* **What the task requires**: Would you quote the material below from its first line through the line containing "Removes the exclusion", exactly and with both ends included?

**********

PR #9337, opened 2023-11-17
Chore: Tests: Fix vscode doesn't recognize Jest types in some test files

personalizedrefrigerator:
# Summary

Removes the exclusion of `.test.ts` files from `tsconfig.json`.

Excluding `.test.ts` files from compilation in `tsconfig.json` may slightly improve build time, but it also means that VSCode (and perhaps other editors) don't load the `describe`/`expect`/`jest` types.

This pull request removes these files from the ignore list.


laurent22:
Thanks!

PR #9360, opened 2023-11-23
Desktop: Resolves #7934: Add Simple Backup as a default plugin

### LINKED ISSUE #7934: Include certain default plugins with the application

personalizedrefrigerator:
# Summary

- Adds 7zip-bin as a library that can be `require`d by plugins
- Adds the Simple Backup plugin as a submodule
    - This may require extra steps after cloning. **To-do**: Can this be done automatically? (`git submodule init && git submodule update`)
    - Patches the plugin to update to the latest build script (used Webpack 4 previously, which seems to require Node's [--openssl-legacy-provider](https://nodejs.org/en/blog/release/v17.0.0) flag) and include `7zip-bin` as an external dependency.
        - Webpack 5 also includes support for [`externalsType`](https://webpack.js.org/configuration/externals/#externalstype) which allows keeping a `require` for `7zip-bin`, even though the built plugin script doesn't use `exports....` to export functions.
        - With Webpack 4, `7zip-bin` is required with `eval('require("7zip-bin")')` to preserve the `require` statement.
    - Builds the plugin on `postinstall`

# To-do
## This pull request
- [x] **Fix**: Automatically pull submodules
- [x] **Fix**: On a first `postinstall`, the default plugin build script tries to use `execCommand` from `@joplin/utils` before `@joplin/utils` has been built.
- [x] **Fix**: The patch file for Simple Backup is currently very, very large
    - This is because it upgrades Simple Backup to the latest published build script, which uses Webpack 5.
    - I haven't managed to correctly mark `7zip-bin` as an [external dependency](https://v4.webpack.js.org/configuration/externals/) in Webpack 4.
- [x] **Refactoring**: `default-plugins` currently writes to a directory in a different package (`packages/app-desktop/build/`) on build. For maintainability, it may make sense to make `default-plugins` a dependency of `app-desktop`. `app-desktop` can then trigger the build and provide an output path.
- [x] **Upstream changes**: Open the migration to the latest build script as a pull request.
    - Would significantly shrink the size of the patch being applied to the plugin.
    - See https://github.com/JackGruber/joplin-plugin-backup/pull/60
- [ ] **Testing**: Verify that MacOS and Windows apps can be built (switches from 7zip-bin packages for individual platforms to the 7zip-bin package for more platforms).

## Follow-up pull request
- [x] **Feature**: Show indication that Simple Backup is a default plugin (currently doesn't show "recommended" badge either)
- [ ] **Feature**: Don't allow users to uninstall default plugins, but do allow rolling back to the version shipped with Joplin or disabling. **To-do**: What about resetting/clearing settings?
    - This will also require adding a way to switch from a default plugin to a version published on NPM. (Currently an "Update" button is shown next to the plugin).
- [ ] **Fix**: Default plugins should auto-update when installing a new version of Joplin.


packages/generator-joplin/generators/app/templates/webpack.config.js
```diff
@@ -181,7 +181,17 @@ const baseConfig = {
...
 
-const pluginConfig = { ...baseConfig, entry: './src/index.ts',
+const backgroundScriptConfig = {
+	...baseConfig,
+
+	// We support requiring 7zip-bin through require('7zip-bin')
+	externalsType: 'commonjs',
+	externals: {
+		'7zip-bin': { commonjs: '7zip-bin' },
+	},
```
personalizedrefrigerator:
```suggestion
```

We may not want to include this for all plugins.

packages/default-plugins/build.ts
```diff
@@ -0,0 +1,138 @@
+/* eslint-disable no-console */
+
+import { copy, exists, remove, mkdir, readdir, mkdtemp } from 'fs-extra';
+import { dirname, join, resolve, basename } from 'path';
+import { tmpdir } from 'os';
+import { chdir, cwd } from 'process';
+import { execCommand } from '@joplin/utils';
```
personalizedrefrigerator: **To-do**: Using `@joplin/utils` during the first build fails if `@joplin/utils` hasn't been built yet.

packages/default-plugins/plugin-patches/io.github.jackgruber.backup.diff
personalizedrefrigerator, line 1: **To-do**: The patch file for Simple Backup should not be this large.

**Edit**: The size of this diff seems to be mostly from changes to `package-lock.json` as a result of updating to the latest plugin build script (for Webpack 5, to avoid needing to pass `--openssl-legacy-provider`).

yarn.lock
```diff
@@ -10884,6 +10874,15 @@ __metadata:
   languageName: node
   linkType: hard
 
+"@types/yargs@npm:17.0.32":
```
personalizedrefrigerator: **To-do**: Use the same version of `yargs` as is used elsewhere in Joplin.

packages/default-plugins/build.ts
laurent22: Is it added to package.json?

.gitmodules
laurent22, line 1: I'd prefer not to use gitmodules. It's extra complexity and it can probably be done without it

packages/default-plugins/build.ts
personalizedrefrigerator: Yes &mdash; however, the default plugins build script is currently run during the build process, which seems to sometimes happen before `tsc` compiles `@joplin/utils`.

**Edit 1**: `--topological` is being passed to `yarn workspaces foreach`, so it's possible that I've added `@joplin/utils` incorrectly.

**Edit 2**: It may be because `@joplin/utils` lacks a `build` command in its `package.json`. Adding `"build": "yarn run tsc"` seems to fix the issue (though I've only tested with one full build).

packages/default-plugins/package.json
```diff
@@ -18,7 +18,7 @@
 		"typescript": "5.2.2"
 	},
 	"dependencies": {
-		"@joplin/utils": "~2.13",
+		"@joplin/utils": "^2.13.3",
```
laurent22: The previous version is what we should use (and should work)

Wladefant:
Absolutely, many plugins should become defaults in Joplin.

1. **Anchor Link Plugin:** This plugin is crucial but requires modification due to its current unconventional functionality, and strange behaviour in the rich editor mode.

2. **Outline Plugin:** This is definitely a necessary addition and should be a default feature.

3. **Quick Links Feature:** The implementation of '[[ ]]' instead of '@@' is recommended for this feature. It aligns with the standard practices in productivity tools and is a key aspect for user adoption.

4. **Note Tabs:** Almost ready for use as is. This feature, which has been successful in Obsidian, should also be implemented for mobile users in Joplin.

5. **Rich Markdown :**
  definitely the different ctrl behaviour:
   - **Ctrl+Click on Images:** A definite inclusion for improved usability.
   - **Checkboxes:** Essential 
   - **Improved Link Handling:** 

7. **Favorites:** Implementing a favorites system would be beneficial for user efficiency and workflow organization. 

@personalizedrefrigerator if you could look at this repo https://github.com/SeptemberHX/joplin-plugin-enhancement/issues/52 and integrate some of it into joplin that would be very good I think, but now I will stop spamming

laurent22:
Some issue on CI:

```
2023-11-24T04:12:57.8223869Z ➤ YN0000: │ root@workspace:. STDOUT ➤ YN0000: [@joplin/default-plugins]: Run `npm audit` for details.
2023-11-24T04:12:57.8480976Z ➤ YN0000: │ root@workspace:. STDOUT ➤ YN0000: [@joplin/default-plugins]: Copying published file.
2023-11-24T04:12:57.8622267Z ➤ YN0000: │ root@workspace:. STDOUT ➤ YN0000: [@joplin/default-plugins]: Error: No published files found in C:\Users\RUNNER~1\AppData\Local\Temp\default-plugin-build5F1QVf\publish
2023-11-24T04:12:57.8626997Z ➤ YN0000: │ root@workspace:. STDOUT ➤ YN0000: [@joplin/default-plugins]:     at D:\a\joplin\joplin\packages\default-plugins\build.ts:97:11
2023-11-24T04:12:57.8630502Z ➤ YN0000: │ root@workspace:. STDOUT ➤ YN0000: [@joplin/default-plugins]:     at Generator.next ()
2023-11-24T04:12:57.8637123Z ➤ YN0000: │ root@workspace:. STDOUT ➤ YN0000: [@joplin/default-plugins]:     at fulfilled (D:\a\joplin\joplin\packages\default-plugins\build.ts:6:58)
2023-11-24T04:12:57.8641147Z ➤ YN0000: │ root@workspace:. STDOUT ➤ YN0000: [@joplin/default-plugins]: Build directory C:\Users\RUNNER~1\AppData\Local\Temp\default-plugin-build5F1QVf
2023-11-24T04:12:57.8645061Z ➤ YN0000: │ root@workspace:. STDOUT ➤ YN0000: [@joplin/default-plugins]: Input is not from a TTY -- not waiting for input.
2023-11-24T04:13:08.9519275Z ➤ YN0000: │ root@workspace:. STDOUT ➤ YN0000: [@joplin/default-plugins]: Removed build directory
2023-11-24T04:13:08.9531472Z ➤ YN0000: │ root@workspace:. STDOUT ➤ YN0000: [@joplin/default-plugins]: bin.js build
2023-11-24T04:13:08.9534446Z ➤ YN0000: │ root@workspace:. STDOUT ➤ YN0000: [@joplin/default-plugins]:
2023-11-24T04:13:08.9537166Z ➤ YN0000: │ root@workspace:. STDOUT ➤ YN0000: [@joplin/default-plugins]: build all
2023-11-24T04:13:08.9539757Z ➤ YN0000: │ root@workspace:. STDOUT ➤ YN0000: [@joplin/default-plugins]:
2023-11-24T04:13:08.9542364Z ➤ YN0000: │ root@workspace:. STDOUT ➤ YN0000: [@joplin/default-plugins]: Options:
2023-11-24T04:13:08.9545566Z ➤ YN0000: │ root@workspace:. STDOUT ➤ YN0000: [@joplin/default-plugins]:   --version  Show version number                                       [boolean]
2023-11-24T04:13:08.9548887Z ➤ YN0000: │ root@workspace:. STDOUT ➤ YN0000: [@joplin/default-plugins]:   --help     Show help                                                 [boolean]
2023-11-24T04:13:08.9551604Z ➤ YN0000: │ root@workspace:. STDOUT ➤ YN0000: [@joplin/default-plugins]:
2023-11-24T04:13:08.9554904Z ➤ YN0000: │ root@workspace:. STDOUT ➤ YN0000: [@joplin/default-plugins]: Error: No published files found in C:\Users\RUNNER~1\AppData\Local\Temp\default-plugin-build5F1QVf\publish
2023-11-24T04:13:08.9558980Z ➤ YN0000: │ root@workspace:. STDOUT ➤ YN0000: [@joplin/default-plugins]:     at D:\a\joplin\joplin\packages\default-plugins\build.ts:97:11
2023-11-24T04:13:08.9562185Z ➤ YN0000: │ root@workspace:. STDOUT ➤ YN0000: [@joplin/default-plugins]:     at Generator.next ()
2023-11-24T04:13:08.9565567Z ➤ YN0000: │ root@workspace:. STDOUT ➤ YN0000: [@joplin/default-plugins]:     at fulfilled (D:\a\joplin\joplin\packages\default-plugins\build.ts:6:58)
2023-11-24T04:13:08.9851468Z ➤ YN0000: │ root@workspace:. STDOUT ➤ YN0000: [@joplin/default-plugins]: Process exited (exit code 1), completed in 3m 33s

```

personalizedrefrigerator:
> Some issue on CI:

This may be related to `glob` and Windows path separators:
> Note Glob patterns should always use / as a path separator, even on Windows systems, as \ is used to escape glob characters. If you wish to use \ as a path separator instead of using it as an escape character on Windows platforms, you may set windowsPathsNoEscape:true in the options. In this mode, special glob characters cannot be escaped, making it impossible to match a literal * ? and so on in filenames.
> [^1]

[^1]: https://github.com/isaacs/node-glob

personalizedrefrigerator:
We may also need to change the default location for backups. In the `dev` branch, it is overridden with the profile directory:

https://github.com/laurent22/joplin/blob/3b15834e8d86b008d101669dd3c21e1f3e26ab42/packages/lib/services/plugins/defaultPlugins/desktopDefaultPluginsInfo.ts#L9

However, it seems that the Simple Backup plugin can clear the backup directory (**and thus the profile directory**) in some cases:

https://github.com/JackGruber/joplin-plugin-backup/blob/07fafb31fe7643b5b821a5befd68be28131e0079/src/Backup.ts#L1079

**Edit**: Not an issue as Simple Backup by default creates a subfolder to store backups. This would only be an issue if subfolder creation was not enabled.

<details>

https://github.com/JackGruber/joplin-plugin-backup/blob/07fafb31fe7643b5b821a5befd68be28131e0079/src/Backup.ts#L266

https://github.com/JackGruber/joplin-plugin-backup/blob/07fafb31fe7643b5b821a5befd68be28131e0079/src/Backup.ts#L565

</details>

Additional issues (though possibly not actually issues):
- If the backup format isn't set to JEX and two notebooks in the same parent have the same name (or only vary by <>/\ or similar characters), only one of the two notebooks will be backed up ([line](https://github.com/JackGruber/joplin-plugin-backup/blob/07fafb31fe7643b5b821a5befd68be28131e0079/src/Backup.ts#L747), [line](https://github.com/JackGruber/joplin-plugin-backup/blob/07fafb31fe7643b5b821a5befd68be28131e0079/src/Backup.ts#L707))
    - May not be an issue, depends on behavior of [joplin.commands.execute("exportFolders", ...)](https://github.com/JackGruber/joplin-plugin-backup/blob/07fafb31fe7643b5b821a5befd68be28131e0079/src/Backup.ts#L769)
- Password inputs in settings have a default value (should perhaps be a placeholder?)
    - May require changes to the plugin API.

personalizedrefrigerator:
The CI is failing &mdash; [`export NODE_OPTIONS="--openssl-legacy-provider" ](https://nodejs.org/en/blog/release/v17.0.0) was added to support building with Webpack 4. However, Windows has different syntax for setting environment variables.

JackGruber:
> However, it seems that the Simple Backup plugin can clear the backup directory (**and thus the profile directory**) in some cases:
> 
> https://github.com/JackGruber/joplin-plugin-backup/blob/07fafb31fe7643b5b821a5befd68be28131e0079/src/Backup.ts#L1079
> 
> **Edit**: Not an issue as Simple Backup by default creates a subfolder to store backups. This would only be an issue if subfolder creation was not enabled.

Yes thats true, but when you uncheck `Create Subfolder` and point the `Path` to the Joplin profile directory the path should be reseted to `None` for the backup run and you should see an error. 
https://github.com/JackGruber/joplin-plugin-backup/blob/07fafb31fe7643b5b821a5befd68be28131e0079/src/Backup.ts#L290-L292 
Not sure if this prevents all cases where someone configures the path to the Joplin directory. 
But should also work with `C:\Users\user\.config\joplindev-desktop\JoplinBackup\..`. 
Perhaps the error message should be improved. 

>If the backup format isn't set to JEX and two notebooks in the same parent have the same name (or only vary by <>/\ or similar characters), only one of the two notebooks will be backed up 

I created a issue https://github.com/JackGruber/joplin-plugin-backup/issues/61

>Password inputs in settings have a default value (should perhaps be a placeholder?) 

Is a place holder, both passwords are different :)

personalizedrefrigerator:
# Before this PR can be merged
- [x] Verify that the default plugin doesn't overwrite an existing installation of Simple Backup
- [x] Verify that "Update" is hidden when using the default/built-in plugin.
- [x] Build the MacOS and Windows releases, compare sizes before and after.
    - `7zip-bin` *may* include unnecessary 7Zip binaries (e.g. Windows 7Zip on MacOS).
    - Windows: Size after: 241 MB. Size before: 234 MB.
         - [x] Simple Backup only needs the path to a 7zip binary. Joplin has existing dependencies on 7Zip binaries (different packages from `7zip-bin`), so it should be possible to access 7Zip in a different way.
         - I'm currently working around this issue by copying just the needed 7zip binary to the `build/` directory (and importing it from there). This seems to work. (Tested on MacOS, Linux, and also, before several recent changes, Windows).
             - On MacOS, this brings the .dmg file down from 208.8 MB -> 206 MB. A DMG file built from the `dev` branch has a size of roughly 205 MB.

We may also want to:

- Decide whether we want to mark `7zip-bin` as importable in the default `webpack.config.js` for plugins. (Do we want to allow other plugins to import `7zip-bin`?)
    - This pull request currently does 7zip-bin as **not** importable in the template.
    - If we do mark it as importable, it may eventually not be necessary to patch Simple Backup.

packages/app-desktop/gui/ConfigScreen/controls/plugins/PluginBox.tsx
```diff
@@ -217,6 +220,17 @@ export default function(props: Props) {
 		/>;
 	}
 
+	const renderDefaultPluginLabel = () => {
+		// Built-in plugins can only be disabled
+		if (item.manifest._built_in) {
+			return (
+				<BoxedLabel>{_('Built in')}</BoxedLabel>
```
laurent22, line 227: I wonder if that would scale well in other languages since the the plugin box has a fixed width? If it is an issue we could maybe replace it with an icon and a tooltip

packages/default-plugins/package.json
```diff
@@ -0,0 +1,25 @@
+{
+	"name": "@joplin/default-plugins",
+	"version": "2.13.0",
```
laurent22, line 3: Also please update setupNewRelease.ts to automatically update this version number

packages/default-plugins/package.json
```diff
@@ -0,0 +1,25 @@
...
+	"description": "Default plugins bundeler",
```
laurent22: "bundler"

packages/default-plugins/plugin-patches/io.github.jackgruber.backup.diff
```diff
@@ -0,0 +1,74 @@
...
+-					to: path.resolve(__dirname, 'dist/7zip-bin/'),
+-				},
+-			]
+-		}),
++		// Removed a CopyPlugin (added by Simple Backup, not necessary when using
++		// Joplin's built-in 7zip)
++
+ 		new CopyPlugin({
+ 			patterns: [
+ 				{
```
laurent22, line 62: Sorry I think you mentioned something about this before, but is there any reason we can't submit this patch as a pull request?

personalizedrefrigerator: There are two main reasons:
1. Doing so breaks compatibility with all existing versions of Joplin, including the current 2.13 version. (Main reason).
2. For the purposes of this pull request, it's much easier to maintain a changing patch than to submit updated pull requests when we change the API.

packages/app-desktop/gui/ConfigScreen/controls/plugins/PluginBox.tsx
personalizedrefrigerator: I don't think this is an issue.

A screenshot of the current label:

screenshot: Text 'Built in' surrounded by a grey border in the bottom right of the plugin card

With a long label:

screenshot: Text 'Labels can be long. A very long label...' still doesn't fill the width of the card.

laurent22: Thanks for checking and indeed there's more than enough space

laurent22:
Ok I think we can merge now, and we'll handle update in a follow up pull request. Thanks for implementing this!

**********

* **Exercise answer**:
PR #9337, opened 2023-11-17
Chore: Tests: Fix vscode doesn't recognize Jest types in some test files

personalizedrefrigerator:
# Summary

Removes the exclusion of `.test.ts` files from `tsconfig.json`.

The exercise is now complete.